Correction (September 26, 11:56 p.m.): Due to a reporting error, the story, “Budget cuts limit ability to recruit top students” inaccurately stated that this year’s freshman class had a lower median SAT score. The middle 50 percent score dropped slightly, with the lowest middle percentile score falling from 1210 to 1200. The average overall score increased by one point to 1304. The Daily Tar Heel apologizes for the error.
UNC administrators often brag that their newest students are the best and the brightest. But this year, it might be the second-best and the second-brightest.
This year’s freshmen brought to campus slightly lower median SAT scores, fewer from the top 10 percent of their high school class, and fewer valedictorians than their sophomore counterparts did. And of the students offered admission, a smaller percentage chose to enroll at UNC than the previous year’s class, representing a decrease in the University’s highly-prized “yield” rating.
The slight dip reflects not only a competitive nationwide college admissions process that creates high demand for top students, but also demonstrates the negative impact of budget cuts on UNC’s admissions office’s ability to recruit.
In a presentation of the data to UNC’s Board of Trustees on Thursday, Stephen Farmer, director of undergraduate admissions, stressed that he does not believe the data represents a trend, noting the natural “ebb and flow” of the numbers.
“It’s not quite the best class in our history, but it’s the second-best,” he said. “As always, we must remember that these students didn’t have to choose UNC.”
But Farmer noted that without financial and institutional support from the University, the office could experience some of the difficulties faced last winter and spring in the coming year.
“I don’t want to make excuses,” he said. “But we have had several challenges.”
In April 2009, Gov. Bev Perdue ordered a freeze on almost all travel using state funds, inhibiting the office’s ability to send admissions staff to recruit. Farmer said they recruited half as much in North Carolina and did virtually no recruiting outside the state during the 2009-10 academic year.
The state also implemented a hiring freeze, preventing the admissions office from filling two empty positions, which composed 20 percent of their key staff.
Board Chairman Bob Winston, who hosted admitted students at his home for a barbecue, said he supports personal interactions between officials and students to increase enrollment. Seventy percent of those at his barbecue ended up choosing UNC, compared to the about 50 percent overall yield.
“We need to get out on the road more,” he said. “It’s what we do well in this process.”
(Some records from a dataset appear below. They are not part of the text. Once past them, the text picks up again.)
PR #32, opened 2019-05-16
Improve visit cancellation

reinink:
This is another take on @bradlc's work in #25.

This approach uses two callbacks (`resolveComponent` and `updatePage`) from the adapters, instead of just one (`setPage`).

This PR also makes some improvements to the loading indicators.

Closes #25

### DIFF
--- a/src/inertia.js
+++ b/src/inertia.js
@@ -2,25 +2,28 @@ import axios from 'axios'
 import nprogress from 'nprogress'
 
 export default {
-  setPage: null,
+  resolveComponent: null,
+  updatePage: null,
   version: null,
+  visitId: null,
   cancelToken: null,
   progressBar: null,
   modal: null,
 
-  init(page, setPage) {
-    this.version = page.version
-    this.setPage = setPage
+  init({ initialPage, resolveComponent, updatePage }) {
+    this.resolveComponent = resolveComponent
+    this.updatePage = updatePage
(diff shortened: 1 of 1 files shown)


mirago:
Hey, is there a reason why the progress indicator does not have a timeout anymore?

reinink:
@mirago Simply because I couldn't get it working properly with the page cancellation. When a page is loading, and you click to visit another page, I want the progress bar to start over. This was basically impossible to get working with Nprogress. Honestly, Nprogress is kind of a pain, and it has been updated in over 4 years.

Long term I'll likely expose a way for folks to create their own loading indicators.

The 2009-10 efforts also saw the implementation of the Connect Carolina system, which required the attention of already-taxed staff members at the expense of recruiting, Farmer said.
“But the best news is that all three of these things aren’t true today,” he said.
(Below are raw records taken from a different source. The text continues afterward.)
PR #38, opened 2019-05-18
Fix resolveComponent types

MichaelDeBoey:


reinink:
I'm just going to go ahead and assume that was correct. 😂

MichaelDeBoey:
You either return a `Component` or a Promise that returns a `Component`, no? 🤔

reinink:
Yep, exactly. Previously you _had_ to return a promise from the callback. Now you can just return the component straight up.

MichaelDeBoey:
So that seems correct then the  return type 😉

The travel freeze has been lifted, the two positions have been filled and Connect Carolina has been established. But Farmer acknowledged that the possibility of budget cuts still looms, and the expectations for next year are higher.
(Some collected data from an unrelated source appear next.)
PR #44, opened 2019-05-21
Return promise result

druc:
Currently whenever a request is made the `then()` method returns undefined.

Example: 
```
this.$inertia.post(this.route('projects.members.store', this.project.id), this.form)
  .then((res) => {
    console.log(res); // undefined
  });
```

When sending the request from inside a modal component, for example, I'd like to know if the request returned any errors so I can keep the modal open.

I have a button/modal component like this:
```
// inside Pages/Project/Members.vue
<add-project-member-button :project="project" :errors="errors">Add member</add-project-member-button>
```

Adding a watcher won't work because the modal will flicker.

### DIFF
--- a/src/inertia.js
+++ b/src/inertia.js
@@ -86,6 +86,7 @@ export default {
       if (page) {
         this.setPage(page, visitId, replace, preserveScroll, preserveState)
       }
+      return page;
     })
   },
 


reinink:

“We just can’t afford to miss a trick,” he said.
Chancellor Holden Thorp noted in Thursday’s meeting that the state is expected to have one of the greatest budget shortfalls in the nation, potentially as much as $3.2 billion, which would certainly affect the UNC system.
Farmer said his office is preparing accordingly, and has requested a $5 increase to UNC’s application fee, which already is $70. An increase, which was proposed but defeated last year, will have to pass through the fee approval system at UNC and UNC’s Board of Governors.
Either way, Farmer said he and his team understand the importance of this year’s results.
“We’re coming here to look sharp,” he said. “We’re coming here to play to win.”